## Collected data

# # # #

PR #231, opened 2026-05-17
Fix Claude review orchestration dispatch

pythagorakase:
## Summary
- Allow the dispatched Claude review workflow to run when initiated by `github-actions` from the orchestrator.
- Capture the dispatched Claude workflow run id so the orchestrator can verify downstream completion.
- Fail the orchestrator if the Claude workflow fails or is still incomplete instead of posting a misleading ready marker.

## Validation
- `git diff --check`
- `ruby -e 'require "yaml"; ARGV.each { |f| YAML.load_file(f); puts "ok #{f}" }' .github/workflows/agent-review-orchestration.yml .github/workflows/claude-code-review.yml`

Context: PR #229 did dispatch Claude, but the downstream Claude workflow failed because the action rejected the `github-actions` bot actor.

### DIFF
--- a/.github/workflows/agent-review-orchestration.yml
+++ b/.github/workflows/agent-review-orchestration.yml
@@ -75,11 +75,26 @@ jobs:
             exit 0
           fi
 
-          gh workflow run claude-code-review.yml \
-            --ref "$BASE_REF" \
-            -f pr_number="$PR_NUMBER" \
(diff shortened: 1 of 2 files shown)


pythagorakase:
@claude please review this PR. Don't flag issues already flagged by Codex. The target audience for your review is a coding agent, not a human.

PR #238, opened 2026-05-17
Skip review orchestration after initial request

pythagorakase:
## Summary
- treat an existing `nexus-agent-review:claude-request` marker as proof that the initial review window has started
- make `synchronize` events after that point exit as a fast no-op instead of waiting or dispatching Claude again
- keep `synchronize` useful before any review has started, so early pre-review pushes can still get orchestration

## Validation
- `actionlint .github/workflows/agent-review-orchestration.yml`
- `git diff --check`
- replayed the PR #237 comment-marker query and confirmed it would skip the post-review synchronize path

### DIFF
--- a/.github/workflows/agent-review-orchestration.yml
+++ b/.github/workflows/agent-review-orchestration.yml
@@ -86,13 +86,13 @@ jobs:
           fi
 
           if [[ "$EVENT_NAME" == "pull_request_target" && "$EVENT_ACTION" == "synchronize" ]]; then
-            ready_markers="$(
+            review_window_markers="$(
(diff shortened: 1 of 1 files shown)


pythagorakase:
Claude feedback note: the failed/cancelled downstream Claude run case is intentional for this PR. The invariant we want is one agent-review window per PR, not a second automatic review window after later synchronize/fix commits. If the dispatched Claude workflow fails, the orchestrate check should fail or withhold the ready marker, and a human/local agent can inspect the linked run and manually rerun the workflow/comment-trigger path. This keeps fix commits as fast no-ops while still making a failed initial review visible instead of silently trusting it.

PR #138, opened 2016-02-04
Allow longer subjects in Email model

### LINKED ISSUE #99: Subject field is too short
Django AdminEmailHandler returns up to 989 symbols in subject.post_office has only 255 symbols limit, so logging of long string raises exception.

yprez:
According to email RFC

Fixes #99 

\* I left the EmalTemplate subject field as is on purpose, because subjects longer than 80 chars are generally considered a bad practice (so 255 chars should be more than enough).


selwin:
Thanks!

# # # #

Line count for "started": count the lines in the records above that hold this word, and give only the number.

## YOUR SOLUTION
2